LLMJVM_dump (in LLMJVM.h) needs to be called explicitly. A linker optimization may remove the symbol if it is not used anywhere in the code.


  • Embedded debugger is attached and the processor is halted in an exception handler.
  • A way to read stdout (usually UART).

Check Internal Structure Integrity

The internal Core Engine function called LLMJVM_checkIntegrity checks the internal structure integrity of the MicroJvm virtual machine and returns its checksum.

  • If an integrity error is detected, the LLMJVM_on_CheckIntegrity_error hook is called and this method returns 0.
  • If no integrity error is detected, a non-zero checksum is returned.

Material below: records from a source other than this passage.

PR #9689, opened 2025-11-11
fix: bm25 wand minimum should match edge case

amourao:
### What's being changed:

- Removed early termination that lead to infinite loop
- Added additional context checks to avoid more loops

### Review checklist

### DIFF
--- a/adapters/repos/db/bm25f_and_test.go
+++ b/adapters/repos/db/bm25f_and_test.go
@@ -73,7 +73,7 @@ func TestBM25FJourneyBlockAnd(t *testing.T) {
 		})
 
 		t.Run("bm25f text with AND == minimum should match with len(queryTerms) "+location, func(t *testing.T) {
-			q := "This is how we get to BM25F"
+			q := "This is how we get to BM25F right?"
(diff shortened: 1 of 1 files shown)


adapters/repos/db/lsmkv/search_segment.go
```diff
@@ -342,6 +342,15 @@ func DoWand(ctx context.Context, limit int, results *terms.Terms, averagePropLen
 		if topKHeap.ShouldEnqueue(float32(score), limit) && ok {
 			topKHeap.InsertAndPop(id, score, limit, &worstDist, additional)
 		}
+
+		if iterations%100000 == 0 && ctx != nil && ctx.Err() != nil {
```
aliszka, line 346: isn't 100k to high, making check to be executed too rarely?

amourao:
> Could you add a test for this behaviour?

Will do, the issue was that the current test was only using the BlockMax WAND side, not the WAND side

adapters/repos/db/lsmkv/search_segment.go
amourao: This only happens if there is a potential infinite loop, and iterations are quick enough for this to not take too long.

This function must only be called from the MicroJvm virtual machine thread context and only from a native function or callback. Calling this function multiple times in a native function must always produce the same checksum. If the checksums returned are different, a corruption must have occurred.

Please note that returning a non-zero checksum does not mean the MicroJvm virtual machine data has not been corrupted, as it is not possible for the MicroJvm virtual machine to detect the complete memory integrity.

MicroJvm virtual machine internal structures allowed to be modified by a native function are not taken into account for the checksum computation. The internal structures allowed are:

  • basetype fields in Java objects or content of Java arrays of base type,
  • internal structures modified by a LLMJVM function call (e.g. set a pending Java exception, suspend or resume the Java thread, register a resource, …).

This function affects performance and should only be used for debug purpose. A typical use of this API is to verify that a native implementation does not corrupt the internal structures:

void Java_com_mycompany_MyClass_myNativeFunction(void) {
             int32_t crcBefore = LLMJVM_checkIntegrity();
     int32_t crcAfter = LLMJVM_checkIntegrity();
     if(crcBefore != crcAfter){
             // Corrupted MicroJVM virtual machine internal structures

Generic Output

The System.err stream is connected to the System.out print stream. See below for how to configure the destination of these streams.


The Core Engine requires an implementation of its low level APIs in order to run. Refer to the chapter Implementation for more information.


The Core Engine and its components are mandatory. In the platform configuration file, check Multi Applications to install the Core Engine in “Multi-Sandbox” mode. Otherwise, the “Single application” mode is installed.

Abstraction Layer

MicroEJ Core Engine Abstraction Layer implementation can be found on MicroEJ Github for several RTOS.

Memory Considerations

The memory consumption of main Core Engine runtime elements are described in the table below.

Memory Considerations
Runtime element Memory Size in bytes (Mono-sandbox) Size in bytes (Multi-Sandbox) Size in bytes (Tiny-Sandbox)
Object Header RW 4 8 (+4) 4
Thread RW 168 192 (+24) 168
Stack Frame Header RW 12 20 (+8) 12
Class Type RO 32 36 (+4) 32
Interface Type RO 16 24 (+8) 16


To get the full size of an Object, search for the type in the SOAR Information File and read the attribute instancesize (this includes the Object header).


To get the full size of a Stack Frame, search for the method in the SOAR Information File and read the attribute stacksize (this includes the Stack Frame header).


Refer to the MicroEJ Runtime documentation.